== Source data ==
PR #13052, opened 2024-09-05
docs: update cross-browser example to use browser instead of product

juliandescottes:


juliandescottes:
Noticed this example was still using the outdated syntax.

OrKoN (approved):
===
### Your instructions
Faithfully transcribe the whole of the data.

### Response area
PR #13052, opened 2024-09-05
docs: update cross-browser example to use browser instead of product

juliandescottes:


juliandescottes:
Noticed this example was still using the outdated syntax.

OrKoN (approved):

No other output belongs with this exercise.